Square grid divided into blocks with highlighting showing one block being processed at a time. — FlashAttention computes attention in blocks. Only one block resides in SRAM at a time, and results accumulate incrementally.

The visualization shows the fundamental difference. Standard attention fills the entire matrix (left), storing all $n^2$ values in HBM. FlashAttention processes one block at a time (right, with the current block highlighted), keeping only that block in fast SRAM. Completed blocks are not stored; instead, their contribution to the output is accumulated incrementally.

Online Softmax ComputationLink Copied

Tiling creates an elegant solution for memory but introduces a subtle mathematical challenge. Softmax requires global information: to normalize any single attention score, you must know the sum of exponentials across the entire row. How can we compute softmax incrementally when we only see one block of keys at a time?

The Challenge: Softmax Needs Global InformationLink Copied

Consider the standard softmax formula:

\text{softmax}(x_i) = \frac{e^{x_i}}{\sum_{j=1}^{n} e^{x_j}}

where:

$x_i$ : the $i$ -th attention score in a row (the score we want to normalize)
$e^{x_i}$ : the exponential of that score, ensuring a positive value
$\sum_{j=1}^{n} e^{x_j}$ : the sum of exponentials over all $n$ scores in the row, serving as the normalizing constant
$n$ : the total number of positions in the sequence

The denominator $\sum_{j=1}^{n} e^{x_j}$ presents our problem: we need to sum over all positions, but we're processing keys in blocks. After seeing only the first block, we don't know what scores the remaining blocks will contribute. How can we produce a valid softmax output without waiting until all blocks are processed?

The answer lies in a clever reformulation: rather than computing softmax in one pass, we maintain running statistics that allow us to incrementally update our computation as new blocks arrive. This technique, called online softmax, is the mathematical heart of FlashAttention.
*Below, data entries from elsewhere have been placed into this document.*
PR #13727, opened 2025-04-21
Add directory services config field to Filestore instance in beta

michaeltur3:
Directory Services configuration support for Filestore.

```release-note: enhancement
filestore: added `directory_services` field to `google_filestore_instance` (beta)
```


melinath (changes requested):
Please also test updating the field as described in https://googlecloudplatform.github.io/magic-modules/test/test/#add-an-update-test

michaeltur3:
We do not support updating this field at this moment.
Added `immutable: true` to it.

melinath (changes requested):
immutability is not automatically inherited; it's possible in GCP to have a top-level field that's immutable but subfields can be updated in-place. Is that the case here, or should all of these fields be marked immutable?

melinath:
@michaeltur3 pointed out that our contribution docs say that immutability _is_ inherited, so I need to double-check this. If that's correct then this will be ready to merge.

melinath:
Doesn't seem like the docs are correct - please add immutable: true to all the fields.

michaeltur3:
> Doesn't seem like the docs are correct - please add immutable: true to all the subfields.

Done

melinath (approved):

Building Intuition: What Statistics Do We Need?Link Copied

Before diving into formulas, let's think about what information we need to maintain across blocks. Softmax has two key properties we must preserve:

Numerical stability: Exponentiating large values causes overflow. The standard trick is to subtract the maximum value before exponentiating: $e^{x_i - \max(x)}$ instead of $e^{x_i}$ .
Normalization: The outputs must sum to 1, which requires knowing the total sum of exponentials.

This suggests we need to track two running statistics:

The maximum score seen so far (for numerical stability)
The running sum of exponentials (for normalization)
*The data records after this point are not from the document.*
PR #13730, opened 2025-04-21
Remove extra permission required for doing a destory in resource_storage_bucket

googlyrahman:
Fixes https://github.com/hashicorp/terraform-provider-google/issues/22359

```release-note: bug
storage: removed extra permission (storage.anywhereCaches.list) required for doing a destroy in `resource_storage_bucket`
```

### DIFF
--- a/mmv1/third_party/terraform/services/storage/resource_storage_bucket.go.tmpl
+++ b/mmv1/third_party/terraform/services/storage/resource_storage_bucket.go.tmpl
@@ -1086,7 +1086,9 @@ func resourceStorageBucketDelete(d *schema.ResourceData, meta interface{}) error
 
 		cacheList, cacheListErr := getAnywhereCacheListResult(config, bucket)
 		if cacheListErr != nil {
-			return cacheListErr
+			// If we get any error, try deleting the bucket anyway in case it's empty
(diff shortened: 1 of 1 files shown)


mmv1/third_party/terraform/services/storage/resource_storage_bucket.go.tmpl
```diff
@@ -1086,7 +1086,9 @@ func resourceStorageBucketDelete(d *schema.ResourceData, meta interface{}) error
 
 		cacheList, cacheListErr := getAnywhereCacheListResult(config, bucket)
 		if cacheListErr != nil {
-			return cacheListErr
+			// If we get any error, try deleting the bucket anyway in case it's empty
+			// This would help our customers to avoid requiring extra storage.anywhereCaches.list permission.
+			break
```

But here's the subtlety: when we see a new block with a larger maximum, we need to retroactively adjust our previous contributions. The exponentials we computed earlier were relative to the old maximum, and now they need to be relative to the new maximum.
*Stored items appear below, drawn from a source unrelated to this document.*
PR #13731, opened 2025-04-21
Expand Account Connector terraform to add new providers

ihnarayanan:
fixes hashicorp/terraform-provider-google#22439

```release-note:none
```

### DIFF
--- a/mmv1/products/developerconnect/AccountConnector.yaml
+++ b/mmv1/products/developerconnect/AccountConnector.yaml
@@ -44,6 +44,14 @@ examples:
     primary_resource_id: 'my-account-connector'
     vars:
       account_connector_name: tf-test-ac
+  - name: developer_connect_account_connector_new_relic
+    primary_resource_id: 'my-account-connector'
+    vars:
+      account_connector_name: tf-test-ac
+  - name: developer_connect_account_connector_datastax
+    primary_resource_id: 'my-account-connector'
+    vars:
+      account_connector_name: tf-test-ac
 autogen_async: true
 async:
   operation:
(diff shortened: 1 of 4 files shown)


c2thorn (commented):
this seems to be a documentation-only change because the `systemProviderId` field already supports the new values due to the lack of provider-level validation on the field.
Typically we do not leave a release note for documentation-only changes. Do you think this is worth calling out anyway? @ihnarayanan

ihnarayanan:
> this seems to be a documentation-only change because the `systemProviderId` field already supports the new values due to the lack of provider-level validation on the field. Typically we do not leave a release note for documentation-only changes. Do you think this is worth calling out anyway? @ihnarayanan

I don't think it's necessary to call out in a release note, so I'll remove it from the PR. Lmk if that works @c2thorn

ihnarayanan:
> > this seems to be a documentation-only change because the `systemProviderId` field already supports the new values due to the lack of provider-level validation on the field. Typically we do not leave a release note for documentation-only changes. Do you think this is worth calling out anyway? @ihnarayanan
> 
> I don't think it's necessary to call out in a release note, so I'll remove it from the PR. Lmk if that works @c2thorn

Nvm, it looks like some release note is required for the changelog-checker. I changed the type from `enhancement` to `note` as outlined [here](https://googlecloudplatform.github.io/magic-modules/code-review/release-notes/#write-release-notes).

c2thorn:
> > this seems to be a documentation-only change because the `systemProviderId` field already supports the new values due to the lack of provider-level validation on the field. Typically we do not leave a release note for documentation-only changes. Do you think this is worth calling out anyway? @ihnarayanan
> 
> I don't think it's necessary to call out in a release note, so I'll remove it from the PR. Lmk if that works @c2thorn

thanks for the confirmation, a release note of type `none` is suitable. I've updated it now

c2thorn (approved):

The Online Softmax AlgorithmLink Copied

After processing block $j$ , we maintain two statistics:

$m^{(j)}$ : the maximum value seen so far (over all blocks 1 through $j$ )
$L^{(j)}$ : the sum of exponentials $\sum_{i=1}^{j} e^{x_i - m^{(j)}}$ , where each exponential is computed relative to the current maximum

When block $j+1$ arrives with new attention scores $\{x_i\}$ , we update both statistics in sequence. First, we update the running maximum:

m^{(j+1)} = \max(m^{(j)}, \max_i(x_i))

where:

$m^{(j+1)}$ : the updated maximum after seeing block $j+1$
$m^{(j)}$ : the previous maximum (from blocks 1 through $j$ )
$\max_i(x_i)$ : the largest score in the new block

This simply takes the larger of the old maximum and the new block's maximum. The maximum can only increase or stay the same, never decrease.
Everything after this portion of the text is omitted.